Please Note: This article is written for users of the following Microsoft Excel versions: 97, 2000, 2002, and 2003. If you are using a later version (Excel 2007 or later), this tip may not work for you. For a version of this tip written specifically for later versions of Excel, click here: Combining Multiple Rows in a Column.

Combining Multiple Rows in a Column

by Allen Wyatt
(last updated June 21, 2018)

2

Bonnie described a common problem that occurs when importing a file into Excel. The file being imported is a scanned text file, and the import goes just fine, with one small glitch: in one column where there was wrapped text in the original document, the text now occupies several rows in the worksheet. Bonnie is looking for a way to combine those rows back into a single cell in that column.

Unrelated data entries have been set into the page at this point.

PR #2233, opened 2026-09-13
perf(speculative): keep greedy MTP through thinking budgets

raullenchai:
## Why

`ThinkingBudgetCriteria` currently cannot safely run inside a speculative round: the verifier can sample several future target slots before it knows where the drafter will be rejected. PR #2232 therefore adds a fail-safe AR fallback. This follow-up preserves that guardrail for sampling and batched requests, while making the common batch-one greedy GLM MTP path both correct and speculative again.

Depends on #2232. The real GLM checkpoint also needs the quantized `lm_head` load fix in #2231.

## What

- checkpoint thinking-budget state by absolute output position
- restore and discard future checkpoints after a draft rejection
- run forced `\n</think>` tokens through positioned target verification
- project the singleton target block once and sample its raw logits positionally
- keep sampled requests and multi-row budget cohorts on the conservative AR fallback
- clear a pending forced token when resetting criteria between generations

## Full-model dogfood

M3 Ultra 256 GB, macOS 26.5.2, batch one, temperature 0, thinking enabled, per-task budgets, max 1,024 completion tokens. Target: `Vontra/GLM-5.3-Flash-MLX-4bit-MTP` revision `76add2a341a1cd90ad0e86bb69839ea9c35827c6` (184 GB uniform Q4). Drafter: target-matched Q4 MTP sidecar. Server used `--draft-kind mtp --draft-block-size 2`.

The six-task Rapid-MLX real-task gate covers executable coding (8 hidden tests), atomic knowledge, multi-step math, exact instruction following, constrained creative writing, and long-context contract retrieval. Each MTP run used the same prompts and budgets as the budgeted AR baseline (256/128/192/96/192/128 tokens respectively).

Three independent warm runs all passed 6/6. All 18 task results had byte-identical reasoning and final output versus AR.

| Category | MTP median tok/s | AR tok/s | Speedup |
| --- | ---: | ---: | ---: |
| Coding | 29.702 | 27.788 | 1.069x |
| Knowledge | 31.746 | 26.572 | 1.195x |
| Math | 30.399 | 26.072 | 1.166x |
| Instruction following | 30.617 | 24.996 | 1.225x |
| Creative writing | 29.865 | 27.227 | 1.097x |
| Long context | 11.491 | 10.025 | 1.146x |

Median across categories: **30.132 tok/s vs 26.322 tok/s (+14.5%)**. Every category improved; range +6.9% to +22.5%. Peak Metal memory was 188.674 GB.

Reproduction used the Rapid-MLX `benchmark_glm53_real_tasks.py` harness from PR raullenchai/Rapid-MLX#3380 against a clean local `mlx_vlm.server` process. No model downloads or cache relocation were performed.

## Verification

- `python -m pytest -q mlx_vlm/tests/test_generate.py mlx_vlm/tests/test_speculative.py mlx_vlm/tests/test_speculative_transactions.py mlx_vlm/tests/test_server.py mlx_vlm/tests/test_qwen4_mtp.py`: 1,374 passed, 1 skipped
- tiny randomly initialized GLM target + MTP drafter: exact AR token sequence across rejection and forced thinking close
- explicit coverage for sampled fallback, multi-row fallback, state rollback/reset, and one-shot singleton target projection
- `git diff --check`

## Scope

This deliberately does not enable speculative thinking budgets for non-greedy sampling or multi-row cohorts; those need RNG and per-row transactional state, not only criteria rollback.


raullenchai:
Maintainer PR #2206 now supersedes this narrow positioned-budget transaction if that rebuild lands.

I qualified #2206 on the real affine-Q4 GLM-5.3 target and Q4 sidecar, combined with #2231 and #2234: two MTP runs passed 12/12 and were deterministic; a same-branch AR control passed 6/6, with every reasoning/final byte identical to MTP. Median paired MTP gain was 1.221x, and median category throughput reached 33.655 tok/s. Full details are in the qualification comment on #2206.

I recommend merging #2206 rather than stacking this PR on top of it. I am leaving this open only as the smaller fallback until the maintainer chooses the speculative architecture.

There are a couple of ways this can be done. If you don't have to do this too often, a formulaic approach may be best. Just use the ampersand (&) to concatenate the contents of the rows you want to combine:

=C6 & " " & C7 & " " & C8 & " " & C9

The result is all the text combined into a single cell. You can copy this result to the Clipboard, and then use Paste Special to put it into the final cell where you need it. Finally you can delete the original multiple rows that are no longer needed.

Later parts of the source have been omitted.